I am going to try writing down pieces of advice that I give to students all the time, in the hopes that they might be useful for people who can’t make it to my office hours.
“Many if not most of the terms we use to differentiate styles and traditions of scholarly inquiry are tools for positioning ourselves relative to other scholars. Names of schools of thought, incontrovertible assumptions that have to be agreed to in order to belong to a particular club, shorthand references to ‘great debates’ and ‘key controversies’ — treating these as though they had positive content is basically the same mistake as treating a nationalist claim to possessing some patch of ground from time immemorial as though it were a factual claim. Positioning can provide a helpful signal to other scholars, but but one should be careful not to go overboard in trying to give serious content to something that is basically a set of mapping coordinates.
“This is particularly problematic when we are discussing methodological terms, which are supposed to provide actual guidance for how to do good research. The ordinary academic machine that translates such terms into shibboleths and slogans does an immense disservice to anyone trying to figure out how to do, or to teach others to do, scholarly research, because if open is not careful one can easily find oneself trapped in a hall of mirrors. Perhaps the worst offenders nowadays are words like ‘qualitative’ and ‘interpretive,’ which seem to say something important about a style of research but actually don’t.
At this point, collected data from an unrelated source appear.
PR #8614, opened 2022-05-04
test: e2e test support for artifacts updated. Fixes #8521.

### LINKED ISSUE #8521: Artifact GC: e2e test support
Currently, we don't have a way in our e2e tests to understand if an artifact has been deleted.

https://github.com/argoproj/argo-workflows/blob/d7bcaa7569ac15d85eb293a72a1a98779275bd6e/test/e2e/fixtures/then.go#L187

This checks the workflow, but does not check the storage, which is actually MinIO.

We need to make changes to this func:

* Allow it to return an error if the artifact is not found, e.g. by changing to ` ExpectArtifact(nodeName string, artifactName string, f func(t *testing.T, object *minio.Object, err error))`.
* Use `minio.New` to connect to Minio. Username is `admin`, password is `password.

dpadhiar:

Fixes #8521

### DIFF
--- a/test/e2e/artifacts_test.go
+++ b/test/e2e/artifacts_test.go
@@ -11,6 +11,8 @@ import (
 	"github.com/stretchr/testify/suite"
 	metav1 "k8s.io/apimachinery/pkg/apis/meta/v1"
 
+	"github.com/minio/minio-go/v7"
+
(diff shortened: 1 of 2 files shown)


alexec (approved):

alexec:
LGTM 🚀

PR #8620, opened 2022-05-05
fix: Terminate, rather than delete, deadlined pods. Fixes #8545

### LINKED ISSUE #8545: containers in containersets not appropriately reporting status if terminated
## Checklist
* [X] Double-checked my configuration.
* [X] Tested using the latest version.
* [X] Used the Emissary executor.

## Summary
When terminating a workflow due to a deadline, I expect that the workflow is terminated, yet we are still waiting for containerset containers to be terminated, even though they are finished with error in k8s.

An image of the workflow after timeout termination:
Screen Shot 2022-04-29 at 7 05 21 PM

An image of the containers for shard-13 in k8s:
Screen Shot 2022-04-29 at 7 07 00 PM

What version are you running?
3.3.2

# Reproducible Workflow
[reproducible-workflow.txt](https://github.com/argoproj/argo-workflows/files/8592860/reproducible-workflow.txt)

[controller-logs.txt](https://github.com/argoproj/argo-workflows/files/8592827/controller-logs.txt)

```apiVersion: v1
items: []
kind: List
metadata:
  resourceVersion: ""
  selfLink: ""
```

# Logs from in your workflow's wait container:
[wait-logs.txt](https://github.com/argoproj/argo-workflows/files/8592829/wait-logs.txt)

---

alexec:

Fixes #8545

Problem: When a step hits it deadline, we delete the pod. Because we delete the pod, we loose all information about the success or failure of the pod. Instead of deleting, we must SIGTERM the pod's containers.

### DIFF
--- a/workflow/controller/controller.go
+++ b/workflow/controller/controller.go
@@ -468,24 +468,6 @@ func (wfc *WorkflowController) processNextPodCleanupItem(ctx context.Context) bo
 	err := func() error {
 		pods := wfc.kubeclientset.CoreV1().Pods(namespace)
 		switch action {
-		case shutdownPod:
-			// to shutdown a pod, we signal the wait container to terminate, the wait container in turn will
-			// kill the main container (using whatever mechanism the executor uses), and will then exit itself
-			// once the main container exited
-			pod, err := wfc.getPod(namespace, podName)
-			if pod == nil || err != nil {
-				return err
-			}
-			for _, c := range pod.Spec.Containers {
-				if c.Name == common.WaitContainerName {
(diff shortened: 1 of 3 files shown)


workflow/controller/controller.go
```diff
@@ -468,24 +468,6 @@ func (wfc *WorkflowController) processNextPodCleanupItem(ctx context.Context) bo
 	err := func() error {
 		pods := wfc.kubeclientset.CoreV1().Pods(namespace)
 		switch action {
-		case shutdownPod:
```
alexec, line 471: this isn't needed anymore

sarabala1979 (approved):
LGTM, Will existing Test cover this case?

Both are better thought of as hortatory protest banners: ‘qualitative’ means something like ‘you don’t have to use numbers in order to engage in systematic procedures of data-collection and -analysis’ and ‘interpretive’ means something like ‘get out of your office and go talk to some people, and not just in order to plug their responses into a regression equation’. Okay, fine, but this tells me basically nothing about how to actually do anything.
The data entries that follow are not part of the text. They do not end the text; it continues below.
PR #8630, opened 2022-05-05
docs: Add link to Argo LinkedIn page

terrytangyuan:

### DIFF
--- a/mkdocs.yml
+++ b/mkdocs.yml
@@ -239,3 +239,4 @@ nav:
   - Blog: https://blog.argoproj.io/
   - Slack: https://argoproj.github.io/community/join-slack
   - Twitter: https://twitter.com/argoproj
+  - LinkedIn: https://www.linkedin.com/company/argoproj/


terrytangyuan:
The LinkedIn page is something we are using officially for marketing. I believe it's managed by Argo SIG Marketing team.

hblixt (approved):
The LinkedIn ArgoProj page/account is managed by the Argo SIG marketing committee and posting there follows the same guidelines as for our other social accounts (e.g. twitter) with the goal of spreading information by and for the project. 
Vendor pitches/marketing are explicitly not allowed, so adding the link should be fine.

alexec:
OK. That was my 1st objection addressed. My second concern is that it clutters docs the toolbar with a link most users won't want.

alexec:
image

hblixt:
> image

Can you group Blog/Slack/Twitter/LinkedIn under a "Social" drop-down?

alexec:
Today, if we want it, I'd leave it where it is. Putting it in the nav will drive traffic there. It'll do so at the cost of other options. I'm not sure what the benefit is.

terrytangyuan:
The nav bar indeed looks pretty long. Perhaps we can merge user/operator/developer guide into one dropdown for guide. Then another dropdown for socials like Slack/Twitter/LinkedIn.

alexec (approved):

Issue #8683, opened 2022-05-09
Workflows "Started" / "Finished" should be showed in detailed date and time


tgruenert:
# Summary

STARTED and FINISHED information should contain date and time. This should be done at 
* Workflows view
* Archive view
* detail view for Workflows

# Use Cases

We use CronWorkflows a lot and with a schedule trigger more than 10 times a day. After one day in lists you can´t see which one runs fine and which one has failed. Every workflow has the same information like "Start time = 1d ago" (or one 1h ago and so one). 
The label "Start time" point to the fact a user might expect - a concrete time.

![image](https://user-images.githubusercontent.com/6465773/167359933-32587aaa-b8b0-4f71-8268-983021fa1536.png)

The list is used by our developers to check out the success of our recurring processing.

Also the detail view could not be helpful at this point.

![image](https://user-images.githubusercontent.com/6465773/167360220-605b3189-5d14-4e25-b525-ff6c2384ec1f.png)

In my opinion this is relevant for all other processes done more than one time a day with the same (generated) name.

---

**Message from the maintainers**:

Love this enhancement proposal? Give it a 👍. We prioritise the proposals with the most 👍.

Acarlso:
> When you hover over "2d ago", you should see a detailed timestamp.

This is an unnecessary and frustrating step when the detailed timestamp could be displayed instead of the diff.  How long ago something occurred obfuscates and inherently adds less value than when something occurred.

tooptoop4:
close since https://github.com/argoproj/argo-workflows/pull/13284 is merged?

PR #8686, opened 2022-05-09
feat: Increased default significant figures in formatDuration. Fixes #8650

### LINKED ISSUE #8650: show higher resolution of time for duration > 1 hour
# Summary

Show higher resolution of time when duration is > 1 hour (show minutes or hours and minutes). This applies everywhere duration is shown e.g. the "Workflows" view, "Workflow Details" view, and stage "Summary" view.

# Use Cases

I frequently use Argo Workflows to understand how long jobs take and how that changes over time as data and code changes. Because duration may only show resolution of one hour, there are ambiguous cases. For example, suppose workflow A shows a duration of 1 hour and workflow B shows a duration of 2 hours. I cannot tell if the real durations are
A = 1.000
B = 2.000
in which case B took twice as long, or

A = 1.499
B = 1.511
in which case they took nearly the same time.

ibuder @ Intuit

---

ibuder:
Fixes #8650

This increases the default number of significant figures when formatting durations.

## Testing

Before:
Screen Shot 2022-05-09 at 5 55 15 PM

After: 
Screen Shot 2022-05-09 at 5 31 23 PM

Signed-off-by: Immanuel Buder <immanuel_buder@intuit.com>

### DIFF
--- a/ui/src/app/shared/duration.ts
+++ b/ui/src/app/shared/duration.ts
@@ -3,10 +3,12 @@ import * as models from '../../models';
 /**
  * Format the given number number of seconds in the form _d_h_m_s.
  * @param seconds Number of seconds to format. Will be rounded to the nearest whole number.
- * @param sigfigs Level of significant figures to show
+ * @param sigfigs Level of significant figures to show.
+ *  Here, a sigfig is one of days, hours, minutes, or seconds.
+ *  Examples: 13h has one sigfig and 13h22s has two sigfigs.
  */
 
-export function formatDuration(seconds: number, sigfigs = 1) {
+export function formatDuration(seconds: number, sigfigs = 2) {
     let remainingSeconds = Math.abs(Math.round(seconds));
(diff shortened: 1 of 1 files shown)


ibuder:
@alexec The lint check failed, but on .go files I didn't change. What should I do in this case?

ibuder:
@alexec @tgruenert I'm not convinced this fixes #8683 . This does not add a "concrete time" as requested. I think the increased accuracy added in this PR will help with the use cases mentioned in #8683, but I think we should leave that issue open to add the absolute start and end times in another PR. What do you think?

tgruenert:
I agree to @ibuder. Detailed runtimes are nice but not ment in #8683. Before i wrote #8683 i found #8650 and decide that theese issues describe two complete different requirements.
So finally this PR don´t resolve #8683. A separate PR would be really nice!

alexec (approved):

“Precise terms give us guidance about how to ‘go on’ in producing scholarship that is in some sense valid. Protest banners get our blood pumping and fuel our passion, and maybe get us out into the streets to complain about the lack of thinking space for our kind of work in our field or discipline, but that’s all they are good for. Don’t try to teach using them, and don’t spend too much time trying to give them positive meaning in your own work. Use them to carve out a little academic space for yourself, if you must, and then move on. Because at the end of the day, if you don’t show me the intellectual payoff of your conceptual apparatus, I am not sure what on earth it might possibly be for.”